## Saved entries
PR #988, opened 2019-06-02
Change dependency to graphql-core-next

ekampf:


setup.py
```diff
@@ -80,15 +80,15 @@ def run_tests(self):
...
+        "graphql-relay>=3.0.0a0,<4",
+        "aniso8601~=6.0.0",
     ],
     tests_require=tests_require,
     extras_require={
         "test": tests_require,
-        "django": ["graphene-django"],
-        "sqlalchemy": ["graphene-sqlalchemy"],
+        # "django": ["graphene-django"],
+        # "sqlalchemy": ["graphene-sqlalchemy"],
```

...

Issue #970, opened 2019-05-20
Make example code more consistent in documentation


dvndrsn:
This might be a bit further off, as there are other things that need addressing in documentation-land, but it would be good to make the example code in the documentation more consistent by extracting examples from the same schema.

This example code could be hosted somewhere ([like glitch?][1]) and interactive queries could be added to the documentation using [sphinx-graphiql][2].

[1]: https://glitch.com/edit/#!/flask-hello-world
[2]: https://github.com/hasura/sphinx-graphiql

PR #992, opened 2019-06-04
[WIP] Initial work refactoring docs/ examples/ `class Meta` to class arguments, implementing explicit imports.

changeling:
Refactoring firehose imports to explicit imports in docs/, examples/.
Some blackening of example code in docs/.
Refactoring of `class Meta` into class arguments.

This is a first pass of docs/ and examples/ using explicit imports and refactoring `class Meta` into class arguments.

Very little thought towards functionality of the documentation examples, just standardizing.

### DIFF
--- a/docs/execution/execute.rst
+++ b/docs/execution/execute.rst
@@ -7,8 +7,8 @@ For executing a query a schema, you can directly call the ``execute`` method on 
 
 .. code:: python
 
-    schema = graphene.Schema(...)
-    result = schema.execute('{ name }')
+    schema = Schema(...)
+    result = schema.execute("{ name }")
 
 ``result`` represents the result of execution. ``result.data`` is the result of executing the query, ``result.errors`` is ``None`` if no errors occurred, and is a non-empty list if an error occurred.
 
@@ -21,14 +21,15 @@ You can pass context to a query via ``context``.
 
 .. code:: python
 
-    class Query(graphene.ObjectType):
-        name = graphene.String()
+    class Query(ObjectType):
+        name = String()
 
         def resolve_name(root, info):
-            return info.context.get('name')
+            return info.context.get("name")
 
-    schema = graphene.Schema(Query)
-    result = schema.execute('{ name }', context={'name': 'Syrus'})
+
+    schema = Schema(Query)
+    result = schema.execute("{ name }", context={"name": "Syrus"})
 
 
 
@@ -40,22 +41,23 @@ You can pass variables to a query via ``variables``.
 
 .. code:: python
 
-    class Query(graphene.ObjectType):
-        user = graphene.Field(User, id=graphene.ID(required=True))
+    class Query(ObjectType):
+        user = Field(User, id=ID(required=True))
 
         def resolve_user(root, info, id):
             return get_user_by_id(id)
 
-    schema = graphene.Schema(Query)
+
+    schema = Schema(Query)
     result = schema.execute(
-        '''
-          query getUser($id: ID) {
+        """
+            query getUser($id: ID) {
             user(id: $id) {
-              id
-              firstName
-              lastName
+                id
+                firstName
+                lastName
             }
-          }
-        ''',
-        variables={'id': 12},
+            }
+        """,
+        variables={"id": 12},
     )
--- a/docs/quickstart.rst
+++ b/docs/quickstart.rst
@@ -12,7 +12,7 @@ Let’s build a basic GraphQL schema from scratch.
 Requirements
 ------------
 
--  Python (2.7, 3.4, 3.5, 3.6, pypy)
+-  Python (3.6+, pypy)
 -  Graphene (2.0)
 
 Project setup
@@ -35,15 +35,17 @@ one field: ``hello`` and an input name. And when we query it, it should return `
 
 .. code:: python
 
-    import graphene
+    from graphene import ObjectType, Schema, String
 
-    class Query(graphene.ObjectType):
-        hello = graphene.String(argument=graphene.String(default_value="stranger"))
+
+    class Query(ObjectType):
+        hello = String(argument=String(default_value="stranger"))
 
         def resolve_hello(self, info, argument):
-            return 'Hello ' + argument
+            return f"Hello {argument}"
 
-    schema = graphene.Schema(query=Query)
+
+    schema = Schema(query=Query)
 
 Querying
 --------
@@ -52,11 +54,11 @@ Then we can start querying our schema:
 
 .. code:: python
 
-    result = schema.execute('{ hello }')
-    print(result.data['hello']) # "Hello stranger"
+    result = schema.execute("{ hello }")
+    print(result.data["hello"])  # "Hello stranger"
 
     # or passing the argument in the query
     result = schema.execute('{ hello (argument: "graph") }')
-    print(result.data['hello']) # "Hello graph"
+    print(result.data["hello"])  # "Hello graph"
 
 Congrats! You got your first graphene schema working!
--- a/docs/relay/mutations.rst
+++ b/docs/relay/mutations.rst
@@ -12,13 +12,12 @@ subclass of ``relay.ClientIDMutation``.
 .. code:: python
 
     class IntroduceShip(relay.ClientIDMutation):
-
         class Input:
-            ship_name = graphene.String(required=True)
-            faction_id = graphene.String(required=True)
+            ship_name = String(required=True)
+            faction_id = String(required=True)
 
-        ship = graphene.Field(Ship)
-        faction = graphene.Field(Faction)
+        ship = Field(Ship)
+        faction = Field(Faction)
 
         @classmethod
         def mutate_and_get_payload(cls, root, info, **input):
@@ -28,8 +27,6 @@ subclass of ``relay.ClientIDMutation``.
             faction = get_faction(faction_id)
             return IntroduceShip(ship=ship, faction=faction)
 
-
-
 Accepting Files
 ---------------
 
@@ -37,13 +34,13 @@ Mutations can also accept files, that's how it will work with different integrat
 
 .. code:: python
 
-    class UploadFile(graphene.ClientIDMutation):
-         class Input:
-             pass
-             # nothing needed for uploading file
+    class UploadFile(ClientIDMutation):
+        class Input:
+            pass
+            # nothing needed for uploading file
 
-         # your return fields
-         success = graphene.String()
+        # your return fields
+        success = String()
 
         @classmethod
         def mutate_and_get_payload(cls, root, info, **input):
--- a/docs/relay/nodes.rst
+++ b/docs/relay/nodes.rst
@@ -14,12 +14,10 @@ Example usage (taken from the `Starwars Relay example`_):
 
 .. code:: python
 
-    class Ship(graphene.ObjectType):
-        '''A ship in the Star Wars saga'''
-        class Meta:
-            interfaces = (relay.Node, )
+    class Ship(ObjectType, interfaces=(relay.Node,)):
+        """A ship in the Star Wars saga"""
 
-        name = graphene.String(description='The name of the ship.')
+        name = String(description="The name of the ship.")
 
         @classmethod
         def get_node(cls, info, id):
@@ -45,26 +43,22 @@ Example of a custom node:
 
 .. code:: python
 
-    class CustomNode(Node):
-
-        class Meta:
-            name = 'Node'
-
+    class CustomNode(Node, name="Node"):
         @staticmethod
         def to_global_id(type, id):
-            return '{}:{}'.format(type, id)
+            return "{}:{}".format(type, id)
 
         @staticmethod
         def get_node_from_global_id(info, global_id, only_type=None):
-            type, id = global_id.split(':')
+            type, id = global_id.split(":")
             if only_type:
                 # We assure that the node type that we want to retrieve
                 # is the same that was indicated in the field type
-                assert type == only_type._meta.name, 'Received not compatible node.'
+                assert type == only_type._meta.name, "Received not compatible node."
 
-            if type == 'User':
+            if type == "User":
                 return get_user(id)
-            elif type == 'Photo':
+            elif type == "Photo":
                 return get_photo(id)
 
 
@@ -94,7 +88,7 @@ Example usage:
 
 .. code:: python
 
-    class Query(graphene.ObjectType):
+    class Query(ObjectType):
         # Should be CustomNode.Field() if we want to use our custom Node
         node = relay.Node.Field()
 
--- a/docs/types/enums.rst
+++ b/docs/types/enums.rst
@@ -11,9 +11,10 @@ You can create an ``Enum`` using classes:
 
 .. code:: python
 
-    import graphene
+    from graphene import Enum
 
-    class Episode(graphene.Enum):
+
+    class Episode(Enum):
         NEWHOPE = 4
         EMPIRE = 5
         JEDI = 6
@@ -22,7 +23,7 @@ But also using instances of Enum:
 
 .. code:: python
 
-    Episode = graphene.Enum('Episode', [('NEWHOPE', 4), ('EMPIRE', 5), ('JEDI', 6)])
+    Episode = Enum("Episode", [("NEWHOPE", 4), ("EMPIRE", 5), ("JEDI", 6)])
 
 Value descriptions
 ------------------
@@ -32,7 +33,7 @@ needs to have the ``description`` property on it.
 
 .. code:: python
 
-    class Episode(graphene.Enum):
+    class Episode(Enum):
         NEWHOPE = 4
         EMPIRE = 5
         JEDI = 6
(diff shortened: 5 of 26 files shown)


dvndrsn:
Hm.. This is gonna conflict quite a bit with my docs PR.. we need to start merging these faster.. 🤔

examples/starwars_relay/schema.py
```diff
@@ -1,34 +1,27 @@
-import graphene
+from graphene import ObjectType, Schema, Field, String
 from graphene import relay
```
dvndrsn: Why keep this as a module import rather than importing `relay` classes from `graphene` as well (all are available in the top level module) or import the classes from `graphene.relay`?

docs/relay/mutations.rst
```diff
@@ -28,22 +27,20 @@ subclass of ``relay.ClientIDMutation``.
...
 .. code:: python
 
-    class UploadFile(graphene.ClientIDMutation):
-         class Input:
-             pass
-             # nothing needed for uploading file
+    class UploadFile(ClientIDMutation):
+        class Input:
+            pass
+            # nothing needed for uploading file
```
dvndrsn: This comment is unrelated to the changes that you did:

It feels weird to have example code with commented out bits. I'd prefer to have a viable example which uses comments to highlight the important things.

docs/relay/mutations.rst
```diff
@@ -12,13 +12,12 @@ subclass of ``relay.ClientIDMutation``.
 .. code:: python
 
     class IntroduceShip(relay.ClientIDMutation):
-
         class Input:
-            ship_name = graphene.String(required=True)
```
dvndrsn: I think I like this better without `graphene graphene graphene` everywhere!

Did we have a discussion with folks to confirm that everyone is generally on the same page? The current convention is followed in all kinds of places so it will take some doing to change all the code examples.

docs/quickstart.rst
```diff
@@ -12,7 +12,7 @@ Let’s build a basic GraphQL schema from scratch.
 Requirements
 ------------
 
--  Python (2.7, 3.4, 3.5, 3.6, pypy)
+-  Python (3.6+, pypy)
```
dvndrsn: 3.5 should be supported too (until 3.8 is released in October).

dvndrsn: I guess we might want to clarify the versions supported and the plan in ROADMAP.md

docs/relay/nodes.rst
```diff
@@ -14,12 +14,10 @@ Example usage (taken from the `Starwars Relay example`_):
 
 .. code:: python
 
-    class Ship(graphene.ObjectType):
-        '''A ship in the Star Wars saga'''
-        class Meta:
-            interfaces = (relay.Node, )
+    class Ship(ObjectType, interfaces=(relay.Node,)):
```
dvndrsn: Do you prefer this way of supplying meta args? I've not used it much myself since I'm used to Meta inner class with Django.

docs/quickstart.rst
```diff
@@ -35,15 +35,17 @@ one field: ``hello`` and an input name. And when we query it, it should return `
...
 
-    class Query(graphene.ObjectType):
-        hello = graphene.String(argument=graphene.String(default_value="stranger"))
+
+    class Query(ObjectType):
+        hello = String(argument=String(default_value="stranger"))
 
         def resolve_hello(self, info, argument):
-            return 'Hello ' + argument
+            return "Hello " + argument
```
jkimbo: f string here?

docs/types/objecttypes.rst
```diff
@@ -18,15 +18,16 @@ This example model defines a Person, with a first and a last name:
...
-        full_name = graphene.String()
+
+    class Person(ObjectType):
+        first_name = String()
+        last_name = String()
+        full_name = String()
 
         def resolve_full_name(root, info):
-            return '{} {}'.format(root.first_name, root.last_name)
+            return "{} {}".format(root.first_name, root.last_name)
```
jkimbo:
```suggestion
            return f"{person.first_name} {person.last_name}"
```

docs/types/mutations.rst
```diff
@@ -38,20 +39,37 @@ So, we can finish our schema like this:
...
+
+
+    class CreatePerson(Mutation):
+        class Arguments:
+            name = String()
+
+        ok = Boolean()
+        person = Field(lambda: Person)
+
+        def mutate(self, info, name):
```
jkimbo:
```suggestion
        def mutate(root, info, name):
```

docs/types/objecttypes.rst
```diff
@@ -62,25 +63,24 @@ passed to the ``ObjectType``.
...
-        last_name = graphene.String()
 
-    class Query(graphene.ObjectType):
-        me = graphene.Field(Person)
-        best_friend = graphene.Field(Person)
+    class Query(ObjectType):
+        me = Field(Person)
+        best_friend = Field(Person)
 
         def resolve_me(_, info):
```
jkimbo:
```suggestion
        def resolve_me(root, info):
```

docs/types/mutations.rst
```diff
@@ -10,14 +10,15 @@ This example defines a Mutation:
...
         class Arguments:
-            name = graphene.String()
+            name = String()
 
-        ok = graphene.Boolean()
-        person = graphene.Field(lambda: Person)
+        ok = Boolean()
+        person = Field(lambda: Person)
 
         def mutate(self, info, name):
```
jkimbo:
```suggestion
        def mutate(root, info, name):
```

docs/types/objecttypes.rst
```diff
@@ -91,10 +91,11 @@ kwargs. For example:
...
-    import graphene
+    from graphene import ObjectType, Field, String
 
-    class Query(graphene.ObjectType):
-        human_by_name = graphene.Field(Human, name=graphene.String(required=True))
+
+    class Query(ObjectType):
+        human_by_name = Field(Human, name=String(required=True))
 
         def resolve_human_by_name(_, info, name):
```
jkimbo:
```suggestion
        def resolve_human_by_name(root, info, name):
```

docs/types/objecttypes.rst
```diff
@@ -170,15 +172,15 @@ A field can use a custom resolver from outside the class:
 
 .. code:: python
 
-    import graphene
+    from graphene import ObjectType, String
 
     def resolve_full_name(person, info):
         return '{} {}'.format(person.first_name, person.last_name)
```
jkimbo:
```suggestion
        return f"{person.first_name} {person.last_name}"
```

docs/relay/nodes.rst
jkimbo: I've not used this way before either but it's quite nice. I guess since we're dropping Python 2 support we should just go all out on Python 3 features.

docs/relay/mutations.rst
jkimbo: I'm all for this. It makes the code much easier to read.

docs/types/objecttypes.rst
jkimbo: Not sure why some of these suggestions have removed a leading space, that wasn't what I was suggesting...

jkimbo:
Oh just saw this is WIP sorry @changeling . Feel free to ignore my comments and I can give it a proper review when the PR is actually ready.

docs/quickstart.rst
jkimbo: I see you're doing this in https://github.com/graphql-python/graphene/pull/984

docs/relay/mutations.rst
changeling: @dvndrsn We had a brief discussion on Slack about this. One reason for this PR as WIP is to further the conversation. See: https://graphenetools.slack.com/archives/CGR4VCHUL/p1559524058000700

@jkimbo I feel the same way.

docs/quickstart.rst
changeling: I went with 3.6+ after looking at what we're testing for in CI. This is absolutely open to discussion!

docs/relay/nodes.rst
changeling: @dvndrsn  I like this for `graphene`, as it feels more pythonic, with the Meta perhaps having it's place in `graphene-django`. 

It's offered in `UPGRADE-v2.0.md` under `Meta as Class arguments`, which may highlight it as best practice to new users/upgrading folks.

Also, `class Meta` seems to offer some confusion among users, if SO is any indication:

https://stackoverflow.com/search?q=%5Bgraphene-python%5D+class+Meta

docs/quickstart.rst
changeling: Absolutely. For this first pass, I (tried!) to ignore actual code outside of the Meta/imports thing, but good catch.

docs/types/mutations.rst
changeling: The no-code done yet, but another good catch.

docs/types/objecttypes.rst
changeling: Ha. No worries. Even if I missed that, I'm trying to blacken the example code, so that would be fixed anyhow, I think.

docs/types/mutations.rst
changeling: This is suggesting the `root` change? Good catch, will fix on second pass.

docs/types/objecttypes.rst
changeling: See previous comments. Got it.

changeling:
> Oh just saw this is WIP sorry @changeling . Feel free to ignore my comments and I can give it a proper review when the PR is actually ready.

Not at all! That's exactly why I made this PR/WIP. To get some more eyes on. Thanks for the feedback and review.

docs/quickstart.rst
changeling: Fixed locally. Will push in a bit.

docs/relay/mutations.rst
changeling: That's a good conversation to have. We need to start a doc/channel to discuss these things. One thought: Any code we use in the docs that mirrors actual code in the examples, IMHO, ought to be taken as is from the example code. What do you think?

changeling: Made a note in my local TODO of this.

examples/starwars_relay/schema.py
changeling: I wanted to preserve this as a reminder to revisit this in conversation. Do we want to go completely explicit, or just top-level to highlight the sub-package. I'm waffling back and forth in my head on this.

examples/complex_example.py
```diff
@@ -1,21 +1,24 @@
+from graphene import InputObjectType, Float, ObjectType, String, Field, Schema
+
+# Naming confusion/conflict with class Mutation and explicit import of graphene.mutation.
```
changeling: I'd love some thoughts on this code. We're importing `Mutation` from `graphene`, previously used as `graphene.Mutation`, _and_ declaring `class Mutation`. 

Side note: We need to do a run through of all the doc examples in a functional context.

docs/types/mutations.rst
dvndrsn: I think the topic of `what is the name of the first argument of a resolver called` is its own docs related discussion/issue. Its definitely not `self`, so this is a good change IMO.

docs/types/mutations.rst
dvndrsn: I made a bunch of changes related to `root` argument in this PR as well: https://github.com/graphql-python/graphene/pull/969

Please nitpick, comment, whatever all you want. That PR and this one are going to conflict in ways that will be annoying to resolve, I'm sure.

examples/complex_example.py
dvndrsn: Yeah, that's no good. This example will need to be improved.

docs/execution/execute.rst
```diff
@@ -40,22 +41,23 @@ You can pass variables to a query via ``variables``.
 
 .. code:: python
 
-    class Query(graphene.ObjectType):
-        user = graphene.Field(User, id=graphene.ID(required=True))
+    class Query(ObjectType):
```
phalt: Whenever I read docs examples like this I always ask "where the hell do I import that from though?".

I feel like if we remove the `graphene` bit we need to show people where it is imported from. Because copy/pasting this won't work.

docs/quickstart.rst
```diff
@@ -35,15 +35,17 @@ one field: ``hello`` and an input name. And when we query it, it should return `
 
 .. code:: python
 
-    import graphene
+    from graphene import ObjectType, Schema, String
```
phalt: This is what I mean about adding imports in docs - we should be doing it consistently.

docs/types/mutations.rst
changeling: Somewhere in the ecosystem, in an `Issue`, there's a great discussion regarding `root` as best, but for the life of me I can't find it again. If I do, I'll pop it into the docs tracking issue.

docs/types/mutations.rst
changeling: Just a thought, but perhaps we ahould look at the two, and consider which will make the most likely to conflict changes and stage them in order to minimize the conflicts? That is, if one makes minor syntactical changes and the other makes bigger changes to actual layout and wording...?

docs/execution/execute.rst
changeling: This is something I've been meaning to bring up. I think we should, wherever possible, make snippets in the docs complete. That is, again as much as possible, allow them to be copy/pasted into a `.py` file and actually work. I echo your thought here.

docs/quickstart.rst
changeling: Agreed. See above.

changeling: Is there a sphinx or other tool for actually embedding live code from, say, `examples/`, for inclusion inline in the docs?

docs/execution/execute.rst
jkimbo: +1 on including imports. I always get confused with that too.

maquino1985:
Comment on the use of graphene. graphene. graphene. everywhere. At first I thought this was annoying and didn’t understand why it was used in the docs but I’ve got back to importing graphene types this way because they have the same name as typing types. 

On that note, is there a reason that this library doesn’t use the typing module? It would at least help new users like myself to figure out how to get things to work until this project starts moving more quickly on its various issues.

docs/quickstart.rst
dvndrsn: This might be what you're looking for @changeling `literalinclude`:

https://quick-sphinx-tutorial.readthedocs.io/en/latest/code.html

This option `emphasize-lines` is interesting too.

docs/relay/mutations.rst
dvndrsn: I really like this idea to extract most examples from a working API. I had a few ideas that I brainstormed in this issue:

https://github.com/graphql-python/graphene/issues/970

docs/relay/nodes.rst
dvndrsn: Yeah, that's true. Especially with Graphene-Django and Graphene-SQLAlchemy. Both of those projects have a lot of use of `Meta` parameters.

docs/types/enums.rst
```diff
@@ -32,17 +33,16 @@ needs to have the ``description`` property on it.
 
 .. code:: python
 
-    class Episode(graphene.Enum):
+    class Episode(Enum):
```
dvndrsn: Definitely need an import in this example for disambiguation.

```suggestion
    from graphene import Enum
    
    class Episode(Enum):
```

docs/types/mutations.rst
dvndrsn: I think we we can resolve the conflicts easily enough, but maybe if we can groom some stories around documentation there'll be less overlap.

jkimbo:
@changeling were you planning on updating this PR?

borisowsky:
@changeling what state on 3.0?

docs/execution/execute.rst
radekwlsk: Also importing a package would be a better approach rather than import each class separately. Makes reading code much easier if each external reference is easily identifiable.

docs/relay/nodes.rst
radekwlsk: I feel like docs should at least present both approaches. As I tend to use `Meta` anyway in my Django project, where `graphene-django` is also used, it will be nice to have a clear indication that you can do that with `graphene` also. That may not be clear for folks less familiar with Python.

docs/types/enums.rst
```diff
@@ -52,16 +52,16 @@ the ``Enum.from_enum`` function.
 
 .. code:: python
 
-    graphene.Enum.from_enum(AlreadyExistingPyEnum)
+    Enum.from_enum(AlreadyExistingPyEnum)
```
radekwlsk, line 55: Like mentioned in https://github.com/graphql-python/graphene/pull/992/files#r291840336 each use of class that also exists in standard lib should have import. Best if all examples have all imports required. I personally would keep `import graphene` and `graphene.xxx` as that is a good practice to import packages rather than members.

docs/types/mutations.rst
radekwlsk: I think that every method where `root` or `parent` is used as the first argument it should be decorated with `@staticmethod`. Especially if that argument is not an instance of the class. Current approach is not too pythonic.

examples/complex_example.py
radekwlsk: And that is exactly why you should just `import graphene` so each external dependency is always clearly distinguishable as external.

==

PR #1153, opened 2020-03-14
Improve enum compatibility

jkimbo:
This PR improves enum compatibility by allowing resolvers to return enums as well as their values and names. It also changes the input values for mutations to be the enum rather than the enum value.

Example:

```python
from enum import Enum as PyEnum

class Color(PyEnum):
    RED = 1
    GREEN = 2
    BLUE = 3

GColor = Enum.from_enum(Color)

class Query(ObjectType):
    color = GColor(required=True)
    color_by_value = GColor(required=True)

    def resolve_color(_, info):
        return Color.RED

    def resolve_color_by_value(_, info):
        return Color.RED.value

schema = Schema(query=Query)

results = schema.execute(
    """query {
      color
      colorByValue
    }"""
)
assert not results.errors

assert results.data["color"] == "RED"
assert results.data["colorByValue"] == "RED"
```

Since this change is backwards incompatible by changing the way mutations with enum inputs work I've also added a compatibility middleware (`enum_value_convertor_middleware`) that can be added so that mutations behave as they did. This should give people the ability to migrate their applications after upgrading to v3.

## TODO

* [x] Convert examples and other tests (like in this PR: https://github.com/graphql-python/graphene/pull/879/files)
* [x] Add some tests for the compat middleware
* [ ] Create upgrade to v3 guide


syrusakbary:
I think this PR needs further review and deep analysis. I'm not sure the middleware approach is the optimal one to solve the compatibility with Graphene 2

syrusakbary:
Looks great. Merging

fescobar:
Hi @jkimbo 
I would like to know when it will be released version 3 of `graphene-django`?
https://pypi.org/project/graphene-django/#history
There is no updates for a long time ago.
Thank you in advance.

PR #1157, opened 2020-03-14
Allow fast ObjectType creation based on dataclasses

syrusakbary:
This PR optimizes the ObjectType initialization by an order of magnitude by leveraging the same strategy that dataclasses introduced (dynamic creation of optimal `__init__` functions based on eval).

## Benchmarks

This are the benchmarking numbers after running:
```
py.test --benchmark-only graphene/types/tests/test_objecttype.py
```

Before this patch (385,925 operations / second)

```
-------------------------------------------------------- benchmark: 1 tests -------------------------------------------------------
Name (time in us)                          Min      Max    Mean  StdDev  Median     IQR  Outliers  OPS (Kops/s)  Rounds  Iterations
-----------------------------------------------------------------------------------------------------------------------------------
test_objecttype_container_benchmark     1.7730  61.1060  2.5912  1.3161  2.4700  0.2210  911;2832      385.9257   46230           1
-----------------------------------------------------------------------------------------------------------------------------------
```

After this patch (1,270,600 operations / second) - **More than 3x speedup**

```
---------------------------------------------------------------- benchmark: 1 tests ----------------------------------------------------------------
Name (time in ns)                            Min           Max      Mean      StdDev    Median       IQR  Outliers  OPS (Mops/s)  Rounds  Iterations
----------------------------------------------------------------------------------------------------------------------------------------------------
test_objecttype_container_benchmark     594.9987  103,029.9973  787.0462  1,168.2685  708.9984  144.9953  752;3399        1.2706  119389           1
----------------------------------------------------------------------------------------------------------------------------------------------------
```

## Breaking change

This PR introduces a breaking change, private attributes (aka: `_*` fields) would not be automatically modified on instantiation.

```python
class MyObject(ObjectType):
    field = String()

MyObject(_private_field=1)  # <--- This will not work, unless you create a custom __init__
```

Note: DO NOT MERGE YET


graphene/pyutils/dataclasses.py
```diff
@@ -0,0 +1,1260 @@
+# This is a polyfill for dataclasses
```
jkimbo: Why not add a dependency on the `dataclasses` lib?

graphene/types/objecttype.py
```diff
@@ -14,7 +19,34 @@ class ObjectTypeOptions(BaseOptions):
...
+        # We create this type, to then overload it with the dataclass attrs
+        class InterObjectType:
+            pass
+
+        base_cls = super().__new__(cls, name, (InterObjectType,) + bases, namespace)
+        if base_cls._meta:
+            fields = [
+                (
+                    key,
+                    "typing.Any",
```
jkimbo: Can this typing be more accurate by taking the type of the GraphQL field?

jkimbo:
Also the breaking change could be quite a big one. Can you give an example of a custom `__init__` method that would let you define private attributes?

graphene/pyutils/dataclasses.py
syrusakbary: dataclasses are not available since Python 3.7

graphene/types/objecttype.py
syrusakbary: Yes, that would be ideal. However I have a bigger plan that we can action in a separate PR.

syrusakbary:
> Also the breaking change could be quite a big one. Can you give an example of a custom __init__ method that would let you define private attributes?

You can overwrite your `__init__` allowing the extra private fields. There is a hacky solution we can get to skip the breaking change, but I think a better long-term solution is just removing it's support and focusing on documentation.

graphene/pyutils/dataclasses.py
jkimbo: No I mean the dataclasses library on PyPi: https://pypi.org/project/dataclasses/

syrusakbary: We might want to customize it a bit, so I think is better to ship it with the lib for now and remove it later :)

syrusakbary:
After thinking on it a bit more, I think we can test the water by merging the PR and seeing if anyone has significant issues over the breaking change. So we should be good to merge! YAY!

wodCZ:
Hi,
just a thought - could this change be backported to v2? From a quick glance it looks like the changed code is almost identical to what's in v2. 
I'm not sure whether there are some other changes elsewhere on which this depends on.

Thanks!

## What is being asked
Across all the records, find the lines containing the word "module" and reproduce each one.

## Result of this task
dvndrsn: Why keep this as a module import rather than importing `relay` classes from `graphene` as well (all are available in the top level module) or import the classes from `graphene.relay`?
On that note, is there a reason that this library doesn’t use the typing module? It would at least help new users like myself to figure out how to get things to work until this project starts moving more quickly on its various issues.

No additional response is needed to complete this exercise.